Copy every record exactly as it appears in the data below.

═══ Available data ═══

PR #196, opened 2016-06-03
class methods => instance methods

vasspilka:
Updates guides to be up to date with new model, changes where introduced in https://github.com/hanami/model/issues/290

### DIFF
--- a/source/guides/models/repositories.md
+++ b/source/guides/models/repositories.md
@@ -26,20 +26,23 @@ This architecture has several advantages:
 
 ## Interface
 
-When a class includes `Hanami::Repository`, it will receive the following interface:
+When a class includes `Hanami::Repository`, it will receive the following instance methods:
 
-  * `.persist(entity)` – Create or update an entity
-  * `.create(entity)`  – Create a record for the given entity
-  * `.update(entity)`  – Update the record corresponding to the given entity
-  * `.delete(entity)`  – Delete the record corresponding to the given entity
-  * `.fetch(raw)`  – Fetch raw datasets for the given raw query string (eg. SQL)
-  * `.execute(raw)`  – Execute raw command (eg. SQL)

═══

• Reply to the exercise:
PR #196, opened 2016-06-03
class methods => instance methods

vasspilka:
Updates guides to be up to date with new model, changes where introduced in https://github.com/hanami/model/issues/290

### DIFF
--- a/source/guides/models/repositories.md
+++ b/source/guides/models/repositories.md
@@ -26,20 +26,23 @@ This architecture has several advantages:
 
 ## Interface
 
-When a class includes `Hanami::Repository`, it will receive the following interface:
+When a class includes `Hanami::Repository`, it will receive the following instance methods:
 
-  * `.persist(entity)` – Create or update an entity
-  * `.create(entity)`  – Create a record for the given entity
-  * `.update(entity)`  – Update the record corresponding to the given entity
-  * `.delete(entity)`  – Delete the record corresponding to the given entity
-  * `.fetch(raw)`  – Fetch raw datasets for the given raw query string (eg. SQL)
-  * `.execute(raw)`  – Execute raw command (eg. SQL)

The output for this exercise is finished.